Abstract:
With the tremendous growth in the amount of multimedia data, especially videos, has increased
the need for efficient indexing and retrieval techniques. In addition to the audio-visual content
itself, a power tool that be employed for indexing of videos is the caption text appearing in them.
An important component of textual content based video indexing and retrieval systems is the
detection and extraction of text from video frames. Most of the existing text extraction system
target textual occurrences in a particular script or language. We have proposed a generic
multilingual text extraction system that relies on a combination of unsupervised and supervised
techniques. The unsupervised approach is based on application of image analysis techniques
which exploit the contrast, alignment and geometrical properties of text and identify candidate
text regions in an image. Potential text regions are then validated by an Artificial Neural
Network (ANN) using a set of features computed from Gray Level Co-occurrence Matrices
(GLCM).
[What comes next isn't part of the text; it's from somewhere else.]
PR #8279, opened 2026-05-26
Move packages that are used only in testing to devDependencies: react-test-renderer and redux-mock-store. Remove unnecessary dependency: full-icu

wesleybl:


davisagli (commented):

Detected text regions are then binarized to segment text from the background. The
script of the extracted text is finally identified using texture based features based on Local Binary
Patterns (LBP). The proposed system was evaluated on video images containing textual
occurrences in five different languages including English, Urdu, Hindi, Chinese and Arabic. The
promising results of the experimental evaluations validate the effectiveness of the proposed
system for text extraction and script identification.